Three-quarters of consumers are unaware that pensions products are protected by the Financial Services Compensation Scheme (FSCS), research has found.
A survey, conducted Ipsos MORI for the FSCS, found that just 26 per cent of people are aware that the lifeboat offers pension protection, while 68 per cent believe the protection is limited to just £5,000. Only 4 per cent were able to identify the correct level of protection.
As a result of the findings, FSCS said it will be establishing “best practice standards for pensions protection disclosure” to ensure consumers are “armed with right information.
The outgoing FSCS chief executive, Mark Neale, said: “This research confirms the currently low levels of consumer awareness of pension protections.
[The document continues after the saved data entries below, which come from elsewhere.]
PR #134, opened 2021-11-18
Add support for fetching prices from coinbase and storing

lukevs:
Run with
```
./mev prices fetch-all
```

Which pulls down all prices for all supported assets (just WETH / ETH for now) and writes them to the database

Duplicates are ignored on re-insert so we can re-run this multiple times and only insert new


bertmiller (approved):
Same feedback as #142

Consumers can be confident that if they have a pension or an annuity, it is fully covered by FSCS should anything happen to their provider.
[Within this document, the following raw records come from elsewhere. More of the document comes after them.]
PR #141, opened 2021-11-22
Add classifier helpers

gheise:
## Add a helper file with functions used in swap classifiers

-  Rename existing swaps file to helpers, better naming

### DIFF
--- a/mev_inspect/classifiers/helpers.py
+++ b/mev_inspect/classifiers/helpers.py
@@ -84,14 +84,3 @@ def _filter_transfers(
         filtered_transfers.append(transfer)
 
     return filtered_transfers
-
-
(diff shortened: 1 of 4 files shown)


mev_inspect/classifiers/helpers.py
```diff
@@ -84,3 +84,14 @@ def _filter_transfers(
         filtered_transfers.append(transfer)
 
     return filtered_transfers
+
+
+def get_amount_transferred_to_address(
+    address: str, transfers: List[Transfer]
+) -> Optional[int]:
+
+    for transfer in transfers:
```
lukevs, line 93: what if there are multiple transfers either of the same or different tokens

lukevs (approved):

PR #142, opened 2021-11-22
Add cron job to fetch prices

lukevs:
Adds a Kubernetes `CronJob` to run fetch prices every hour at minute 0

We can always update in the future to run more frequently but this is sufficient for now


Tiltfile
```diff
@@ -30,8 +29,7 @@ k8s_yaml(secret_from_dict("mev-inspect-db-credentials", inputs = {
 #     "host": "trace-db-postgresql",
 # }))
 
-docker_build_with_restart("mev-inspect-py", ".",
-    entrypoint="/app/entrypoint.sh",
+docker_build("mev-inspect-py", ".",
```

“Such protection is not the case for all financial products available to take you through retirement, so consumers should ensure that they are aware of the different protection limits.”
Neale added that the FSCS is working with leading industry groups within the industry to ensure a “consistent approach” to delivering protection information to consumers.
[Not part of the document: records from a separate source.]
PR #143, opened 2021-11-23
Add support for 0x orderbook

gheise:
## Support for 0x
- The goal here is to implement support for 0x's orderbook. 
- Since 0x's Uniswap feature is already supported through the Uniswap classifiers, the orderbook is the next big MEV-related feature of interest. 
- Included is the 0x swap classifier, using the new classifier setup, tests for each type of filled order, as well as the necessary logic and helpers needed to support the protocol.


mev_inspect/classifiers/helpers.py
```diff
@@ -84,3 +84,19 @@ def _filter_transfers(
         filtered_transfers.append(transfer)
 
     return filtered_transfers
+
+
+def get_amount_transferred_to_address(address: str, transfers: List[Transfer]) -> int:
+    for transfer in transfers:
+        if transfer.to_address == address:
```
lukevs, line 91: what if there are multiple transfers to the address? also what if they're the same tokens or different

mev_inspect/classifiers/helpers.py
```diff
@@ -84,3 +84,19 @@ def _filter_transfers(
...
+            return transfer.amount
+    return 0
+
+
+def get_amount_transferred_by_token_address(
+    token_address: str, transfers: List[Transfer]
+) -> int:
+    for transfer in transfers:
+        if transfer.token_address == token_address:
```
lukevs, line 100: same question - what if there are multiple

mev_inspect/classifiers/specs/zero_ex.py
```diff
@@ -1,9 +1,78 @@
...
+class ZeroExSwapClassifier(SwapClassifier):
+    @staticmethod
+    def parse_swap(
+        trace: DecodedCallTrace,
+        prior_transfers: List[Transfer],
+        child_transfers: List[Transfer],
+    ) -> Optional[Swap]:
+
+        token_in_amount: int = 0
+        taker_address: str = ""
```
lukevs, line 27: use none instead of empty string for absence

then a string is always a valid value v. sometimes valid

mev_inspect/classifiers/specs/zero_ex.py
```diff
@@ -1,9 +1,78 @@
...
+
+        order: List = trace.inputs["order"]
+
+        token_in_address: str = order[0]
+        token_out_address: str = order[1]
```
lukevs, line 32: is this always exactly 2? silent bug if it's somehow > 2

mev_inspect/classifiers/specs/zero_ex.py
```diff
@@ -1,9 +1,78 @@
...
+
+        if "Rfq" in trace.function_signature:
+
+            taker_address = order[5]
+
+        elif "Limit" in trace.function_signature:
+
+            taker_address = order[6]
```
lukevs, line 40: would be nice to do this more strictly

```
if "Rfq" in trace.function:
    if len(order) != <TODO>:
        raise RuntimeError("...")
```

mev_inspect/classifiers/specs/zero_ex.py
```diff
@@ -1,9 +1,78 @@
...
+
+        else:
+
+            raise RuntimeError(
+                f"Unknown 0x orderbook function: {trace.function_signature}"
+            )
+
+        token_out_amount = trace.inputs["takerTokenFillAmount"]
+
+        if taker_address == "0x0000000000000000000000000000000000000000":
```
lukevs, line 50: should be a constant somewhere

mev_inspect/classifiers/specs/zero_ex.py
```diff
@@ -1,9 +1,78 @@
...
+
+        token_in_amount: int = 0
+        taker_address: str = ""
+
+        order: List = trace.inputs["order"]
+
+        token_in_address: str = order[0]
+        token_out_address: str = order[1]
+
+        if "Rfq" in trace.function_signature:
```
lukevs, line 34: I think better to be explicit and use the full signature. If 0x adds a new `Rfq` function with different ordering, this silently breaks

ex:
```
RFQ_SIGNATURES = [
"fillRfqOrder((address,address,uint128,uint128,address,address,address,bytes32,uint64,uint256),(uint8,uint8,bytes32,bytes32),uint128)",
    ....
]

if trace.function_signature in RFQ_SIGNATURES:
    ...
```

lukevs: also functional kind of does the check on the len of order because you know the signature has that many parameters

right now we're assuming the len of order is valid if Rqf is in

tests/test_0x.py
```diff
@@ -0,0 +1,129 @@
...
+        protocol=Protocol.zero_ex,
+        error=None,
+    )
+
+    block = load_test_block(block_number)
+    trace_classifier = TraceClassifier()
+    classified_traces = trace_classifier.classify(block.traces)
+    result = get_swaps(classified_traces)
+
+    assert swap in result
```
lukevs, line 36: how many times is swap in result? should assert that it shows up once

tests/test_0x.py
```diff
@@ -0,0 +1,129 @@
...
```
lukevs, line 67: same as above

tests/test_0x.py
```diff
@@ -0,0 +1,129 @@
...
```
lukevs, line 98: same as above

tests/test_0x.py
```diff
@@ -0,0 +1,129 @@
...
```
lukevs, line 129: same

mev_inspect/classifiers/helpers.py
lukevs: if we expect there to be exactly one make that assumption explicit not implicit

tests/test_0x.py
lukevs: also maybe assert that it's the only zero x protocol response (aren't multiple for different signatures)

lukevs (commented):
comments

mev_inspect/classifiers/specs/zero_ex.py
```diff
@@ -1,9 +1,97 @@
...
+        ANY_TAKER = "0x0000000000000000000000000000000000000000"
+        RFQ_SIGNATURES = [
+            "fillRfqOrder((address,address,uint128,uint128,address,address,address,bytes32,uint64,uint256),(uint8,uint8,bytes32,bytes32),uint128)",
+            "_fillRfqOrder((address,address,uint128,uint128,address,address,address,bytes32,uint64,uint256),(uint8,uint8,bytes32,bytes32),uint128,address,bool,address)",
+        ]
+        LIMIT_SIGNATURES = [
+            "fillOrKillLimitOrder((address,address,uint128,uint128,uint128,address,address,address,address,bytes32,uint64,uint256),(uint8,uint8,bytes32,bytes32),uint128)",
+            "fillLimitOrder((address,address,uint128,uint128,uint128,address,address,address,address,bytes32,uint64,uint256),(uint8,uint8,bytes32,bytes32),uint128)",
+            "_fillLimitOrder((address,address,uint128,uint128,uint128,address,address,address,address,bytes32,uint64,uint256),(uint8,uint8,bytes32,bytes32),uint128,address,address)",
+        ]
```
lukevs, line 35: constants go up top

mev_inspect/classifiers/specs/zero_ex.py
```diff
@@ -1,9 +1,97 @@
...
+
+class ZeroExSwapClassifier(SwapClassifier):
+    @staticmethod
+    def parse_swap(
+        trace: DecodedCallTrace,
+        prior_transfers: List[Transfer],
+        child_transfers: List[Transfer],
+    ) -> Optional[Swap]:
+
+        ANY_TAKER = "0x0000000000000000000000000000000000000000"
```
lukevs, line 26: this isn't really an accurate name

can just call the `ZERO_ADDRESS`

most ideal would be for the code to read as the explanation

```
def is_any_taker(address: str) -> bool:
    return address == ZERO_ADDRESS
```

lukevs, line 26: `ANY_TAKER_ADDRESS`

mev_inspect/classifiers/helpers.py
```diff
@@ -84,3 +96,69 @@ def _filter_transfers(
...
+            f"A settled order should consist of 2 child transfers, not {len(child_transfers)}."
+        )
+
+    # 2. The function signature must be in the lists of supported signatures
+    if trace.function_signature not in (LIMIT_SIGNATURES + RFQ_SIGNATURES):
+        raise RuntimeError(
+            f"0x orderbook function {trace.function_signature} is not supported"
+        )
+
+    # 3. The swap should not be a child of previous swaps in the block
```
lukevs, line 118: "comments are immediately out of sync with the rest of the codebase"

premium example

mev_inspect/classifiers/helpers.py
```diff
@@ -84,3 +96,69 @@ def _filter_transfers(
...
+
+
+def get_0x_token_in_data(
+    trace: DecodedCallTrace, child_transfers: List[Transfer]
+) -> Tuple[str, int]:
+
+    order: List = trace.inputs["order"]
+    token_in_address = order[0]
+
+    if trace.function_signature in RFQ_SIGNATURES:
```
lukevs, line 145: right now you're checking if `trace.function_signature` is in `RFQ_SIGNATURES` or `LIMIT_SIGNATURES` in another function and then _assuming_ here that whoever calls this function also remembered to call that one

Better to throw in the "else" clause here (where you're using that assumption) than have the check elsewhere

mev_inspect/classifiers/helpers.py
```diff
@@ -84,3 +96,69 @@ def _filter_transfers(
...
+
+
+def _get_taker_token_in_amount(
+    taker_address: str, token_in_address: str, child_transfers: List[Transfer]
+) -> int:
+
+    if taker_address == ANY_TAKER_ADDRESS:
+        for transfer in child_transfers:
+            if transfer.token_address == token_in_address:
+                return transfer.amount
```
lukevs, line 130: same comment as the other function

this function assumes that someone always remembers to call the `is_valid` check to make this function work correctly

better to either have the check in this function or change the data passed into the function to reflect the assumption (ex: `_get_taker_token_in_amount(..., first_transfer, second_transfer)`)

mev_inspect/classifiers/helpers.py
```diff
@@ -84,3 +96,69 @@ def _filter_transfers(
...
+
+    # 2. The function signature must be in the lists of supported signatures
+    if trace.function_signature not in (LIMIT_SIGNATURES + RFQ_SIGNATURES):
+        raise RuntimeError(
+            f"0x orderbook function {trace.function_signature} is not supported"
+        )
+
+    # 3. The swap should not be a child of previous swaps in the block
+
+    return True
```
lukevs, line 120: this function never returns false, it just exists to throw, so better to make it not return anything to make that clear 

ex: `validate_0x_swap`

mev_inspect/classifiers/specs/zero_ex.py
```diff
@@ -1,9 +1,51 @@
...
+        trace: DecodedCallTrace,
+        prior_transfers: List[Transfer],
+        child_transfers: List[Transfer],
+    ) -> Optional[Swap]:
+
+        assert is_valid_0x_swap(trace, child_transfers)
+
+        token_in_address, token_in_amount = get_0x_token_in_data(trace, child_transfers)
+
+        token_out_address, token_out_amount = get_0x_token_out_data(trace)
```
lukevs, line 31: love the breakdown into helper functions ❤️ 

those should live as private functions in here rather than in the "shared" helpers file

mev_inspect/classifiers/specs/zero_ex.py
```diff
@@ -1,9 +1,51 @@
...
+
+class ZeroExSwapClassifier(SwapClassifier):
+    @staticmethod
+    def parse_swap(
+        trace: DecodedCallTrace,
+        prior_transfers: List[Transfer],
+        child_transfers: List[Transfer],
+    ) -> Optional[Swap]:
+
+        assert is_valid_0x_swap(trace, child_transfers)
```
lukevs, line 27: other side of saying this shouldn't return a bool. there's no logical path for the assert to fail

mev_inspect/classifiers/helpers.py
```diff
@@ -84,3 +96,69 @@ def _filter_transfers(
...
+
+    if taker_address == ANY_TAKER_ADDRESS:
+        for transfer in child_transfers:
+            if transfer.token_address == token_in_address:
+                return transfer.amount
+    else:
+        for transfer in child_transfers:
+            if transfer.to_address == taker_address:
+                return transfer.amount
+    return 0
```
lukevs, line 135: is there a case where we ever reach this 0?

mev_inspect/classifiers/helpers.py
gheise: Gotcha

mev_inspect/classifiers/helpers.py
gheise: gotcha

mev_inspect/classifiers/helpers.py
gheise: No, but necessary for mypy to have that return statement

mev_inspect/classifiers/specs/zero_ex.py
```diff
@@ -165,3 +222,57 @@
...
 
 ZEROX_CLASSIFIER_SPECS = ZEROX_CONTRACT_SPECS + ZEROX_GENERIC_SPECS
+
+
+def _get_taker_token_in_amount(
+    taker_address: str, token_in_address: str, child_transfers: List[Transfer]
+) -> int:
+
+    if len(child_transfers) != 2:
+        raise ValueError(
```
lukevs, line 232: Even better than an exception is an interface that can _only be called correctly_

ex:
```
def _get_taker_token_in_amount(
    taker_address: str, token_in_address: str, first_transfer: Transfer, second_transfer: Transfer,
) -> int:
    ...
```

“This working group, launched 18 months ago, will shortly publish guidelines on how life and pension product providers inform consumers about FSCS.”
Previous research by the lifeboat found that 29 per cent of people would invest more if they knew their pension fund was fully protected by the FSCS, on average as much as £1,493 each year.
In January, the compensation scheme set a £240m levy for pension providers over 2019/20, a £43m increase on the previous nine months.
Speaking in March, Neal said that pension freedoms is the biggest challenge facing the FSCS over the next decade, having paid £581m in the past five years, compared to £80m in the four years before it took effect.